Look below for the line that has "## How it works". Set down the lines from there through the line that has "Two more untrusted-input", exactly as written.

Saved entries
========================================

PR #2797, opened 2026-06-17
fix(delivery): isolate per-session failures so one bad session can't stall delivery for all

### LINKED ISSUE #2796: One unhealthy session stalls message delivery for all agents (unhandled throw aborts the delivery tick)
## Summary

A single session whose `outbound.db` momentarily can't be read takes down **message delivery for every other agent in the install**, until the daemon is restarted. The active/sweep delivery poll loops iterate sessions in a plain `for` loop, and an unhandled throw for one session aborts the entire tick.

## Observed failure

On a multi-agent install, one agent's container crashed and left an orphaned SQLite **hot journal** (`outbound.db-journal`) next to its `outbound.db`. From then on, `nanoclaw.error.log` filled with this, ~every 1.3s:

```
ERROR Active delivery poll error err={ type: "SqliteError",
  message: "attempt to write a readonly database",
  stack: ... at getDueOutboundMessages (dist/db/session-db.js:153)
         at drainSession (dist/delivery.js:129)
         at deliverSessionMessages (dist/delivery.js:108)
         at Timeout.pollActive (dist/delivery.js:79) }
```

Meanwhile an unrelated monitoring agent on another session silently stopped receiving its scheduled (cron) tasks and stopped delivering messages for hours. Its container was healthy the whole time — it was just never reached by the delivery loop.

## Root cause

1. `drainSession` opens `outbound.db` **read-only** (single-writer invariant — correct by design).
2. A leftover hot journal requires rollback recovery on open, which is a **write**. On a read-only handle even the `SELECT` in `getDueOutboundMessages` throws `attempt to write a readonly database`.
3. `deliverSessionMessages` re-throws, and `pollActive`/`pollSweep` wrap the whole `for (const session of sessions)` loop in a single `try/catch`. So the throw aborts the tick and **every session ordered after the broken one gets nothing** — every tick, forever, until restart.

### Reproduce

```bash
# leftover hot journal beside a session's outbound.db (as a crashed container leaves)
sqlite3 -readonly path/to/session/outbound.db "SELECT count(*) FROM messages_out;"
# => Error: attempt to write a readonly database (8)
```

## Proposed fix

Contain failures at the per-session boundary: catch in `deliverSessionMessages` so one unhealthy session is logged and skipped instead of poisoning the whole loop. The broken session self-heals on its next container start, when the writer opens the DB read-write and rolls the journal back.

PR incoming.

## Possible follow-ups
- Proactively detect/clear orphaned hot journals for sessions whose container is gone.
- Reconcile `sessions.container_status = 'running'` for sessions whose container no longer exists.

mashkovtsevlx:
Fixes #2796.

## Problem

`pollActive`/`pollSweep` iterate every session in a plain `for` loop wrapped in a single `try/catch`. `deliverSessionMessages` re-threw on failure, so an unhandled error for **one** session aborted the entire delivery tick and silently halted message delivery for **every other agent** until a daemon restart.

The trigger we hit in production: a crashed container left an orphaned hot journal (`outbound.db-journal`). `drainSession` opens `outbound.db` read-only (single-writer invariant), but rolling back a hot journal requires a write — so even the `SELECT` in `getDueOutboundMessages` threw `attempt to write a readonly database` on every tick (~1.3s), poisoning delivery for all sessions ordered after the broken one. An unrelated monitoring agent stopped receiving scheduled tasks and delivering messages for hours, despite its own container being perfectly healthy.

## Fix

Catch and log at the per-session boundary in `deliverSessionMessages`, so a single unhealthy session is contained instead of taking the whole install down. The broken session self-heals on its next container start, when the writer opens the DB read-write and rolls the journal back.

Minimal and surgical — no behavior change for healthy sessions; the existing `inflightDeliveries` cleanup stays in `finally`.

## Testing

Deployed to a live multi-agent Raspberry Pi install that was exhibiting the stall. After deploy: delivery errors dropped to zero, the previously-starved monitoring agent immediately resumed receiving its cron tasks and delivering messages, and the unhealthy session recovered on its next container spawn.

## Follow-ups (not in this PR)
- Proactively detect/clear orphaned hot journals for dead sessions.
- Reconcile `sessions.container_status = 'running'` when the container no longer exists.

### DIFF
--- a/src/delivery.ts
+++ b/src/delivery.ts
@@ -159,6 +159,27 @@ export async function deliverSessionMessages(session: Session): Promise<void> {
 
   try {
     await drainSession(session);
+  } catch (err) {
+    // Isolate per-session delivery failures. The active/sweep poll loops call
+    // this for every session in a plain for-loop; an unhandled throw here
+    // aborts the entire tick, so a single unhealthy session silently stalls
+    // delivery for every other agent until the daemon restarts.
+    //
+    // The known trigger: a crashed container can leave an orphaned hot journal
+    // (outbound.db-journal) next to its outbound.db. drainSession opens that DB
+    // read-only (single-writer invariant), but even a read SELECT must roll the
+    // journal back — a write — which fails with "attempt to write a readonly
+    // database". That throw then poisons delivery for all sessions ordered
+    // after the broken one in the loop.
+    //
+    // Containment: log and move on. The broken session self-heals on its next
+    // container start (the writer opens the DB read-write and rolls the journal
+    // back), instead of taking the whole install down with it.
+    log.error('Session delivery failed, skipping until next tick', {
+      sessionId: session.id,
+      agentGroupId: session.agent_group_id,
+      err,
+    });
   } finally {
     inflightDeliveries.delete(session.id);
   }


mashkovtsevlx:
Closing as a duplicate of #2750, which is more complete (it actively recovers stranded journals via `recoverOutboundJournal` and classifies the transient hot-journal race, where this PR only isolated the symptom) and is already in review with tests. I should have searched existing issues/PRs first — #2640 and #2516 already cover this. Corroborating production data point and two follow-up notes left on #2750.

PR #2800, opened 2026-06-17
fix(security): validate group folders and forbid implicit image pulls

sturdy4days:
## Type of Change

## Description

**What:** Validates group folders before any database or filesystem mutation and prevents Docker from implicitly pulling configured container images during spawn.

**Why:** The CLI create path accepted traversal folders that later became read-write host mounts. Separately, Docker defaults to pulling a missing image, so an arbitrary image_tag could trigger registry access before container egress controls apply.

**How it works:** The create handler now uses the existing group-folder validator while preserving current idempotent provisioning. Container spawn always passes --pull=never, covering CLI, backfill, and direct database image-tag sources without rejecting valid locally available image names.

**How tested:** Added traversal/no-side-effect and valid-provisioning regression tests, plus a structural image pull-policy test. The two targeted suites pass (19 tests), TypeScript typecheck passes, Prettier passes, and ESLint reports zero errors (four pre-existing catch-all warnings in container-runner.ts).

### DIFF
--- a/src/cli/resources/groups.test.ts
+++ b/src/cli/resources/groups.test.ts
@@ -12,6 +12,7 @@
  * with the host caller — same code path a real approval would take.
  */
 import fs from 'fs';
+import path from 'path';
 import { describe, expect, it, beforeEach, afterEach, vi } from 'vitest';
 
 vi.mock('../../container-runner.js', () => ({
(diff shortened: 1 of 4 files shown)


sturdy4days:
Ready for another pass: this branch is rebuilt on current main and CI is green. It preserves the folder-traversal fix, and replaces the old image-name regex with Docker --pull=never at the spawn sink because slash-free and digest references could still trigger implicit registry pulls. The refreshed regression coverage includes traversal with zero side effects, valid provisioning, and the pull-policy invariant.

========================================

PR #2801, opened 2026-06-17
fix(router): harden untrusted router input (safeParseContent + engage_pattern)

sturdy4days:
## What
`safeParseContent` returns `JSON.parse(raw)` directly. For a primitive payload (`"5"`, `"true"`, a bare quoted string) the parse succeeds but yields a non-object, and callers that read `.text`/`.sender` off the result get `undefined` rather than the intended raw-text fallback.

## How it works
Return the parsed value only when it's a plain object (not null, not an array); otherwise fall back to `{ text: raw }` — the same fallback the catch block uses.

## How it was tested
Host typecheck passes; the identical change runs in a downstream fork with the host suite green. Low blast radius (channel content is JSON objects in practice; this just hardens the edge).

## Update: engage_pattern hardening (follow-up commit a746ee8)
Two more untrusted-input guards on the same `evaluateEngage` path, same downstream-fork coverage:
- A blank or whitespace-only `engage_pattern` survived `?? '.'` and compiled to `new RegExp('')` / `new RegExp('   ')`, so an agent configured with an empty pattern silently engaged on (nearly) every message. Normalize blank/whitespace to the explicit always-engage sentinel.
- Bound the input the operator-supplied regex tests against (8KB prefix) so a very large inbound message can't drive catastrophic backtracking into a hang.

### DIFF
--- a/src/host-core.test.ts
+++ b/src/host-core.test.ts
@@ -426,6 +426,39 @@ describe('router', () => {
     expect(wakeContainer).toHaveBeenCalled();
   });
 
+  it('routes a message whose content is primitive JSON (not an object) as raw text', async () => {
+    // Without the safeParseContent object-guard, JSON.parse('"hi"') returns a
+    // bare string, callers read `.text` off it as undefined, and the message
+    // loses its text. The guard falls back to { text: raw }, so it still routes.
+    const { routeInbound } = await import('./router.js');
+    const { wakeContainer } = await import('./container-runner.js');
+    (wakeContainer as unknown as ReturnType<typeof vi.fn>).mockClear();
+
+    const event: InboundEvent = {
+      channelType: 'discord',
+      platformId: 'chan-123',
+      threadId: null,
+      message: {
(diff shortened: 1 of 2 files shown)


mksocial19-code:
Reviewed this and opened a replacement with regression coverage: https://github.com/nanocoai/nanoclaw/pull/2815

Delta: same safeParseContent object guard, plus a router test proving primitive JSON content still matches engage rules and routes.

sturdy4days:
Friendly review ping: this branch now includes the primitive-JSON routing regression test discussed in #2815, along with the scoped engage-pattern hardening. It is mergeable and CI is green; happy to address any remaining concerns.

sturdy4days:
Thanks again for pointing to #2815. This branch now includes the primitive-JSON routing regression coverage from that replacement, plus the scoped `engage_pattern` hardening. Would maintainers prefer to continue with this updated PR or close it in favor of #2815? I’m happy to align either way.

========================================

• _Exercise response_:
## How it works
Return the parsed value only when it's a plain object (not null, not an array); otherwise fall back to `{ text: raw }` — the same fallback the catch block uses.

## How it was tested
Host typecheck passes; the identical change runs in a downstream fork with the host suite green. Low blast radius (channel content is JSON objects in practice; this just hardens the edge).

## Update: engage_pattern hardening (follow-up commit a746ee8)
Two more untrusted-input guards on the same `evaluateEngage` path, same downstream-fork coverage:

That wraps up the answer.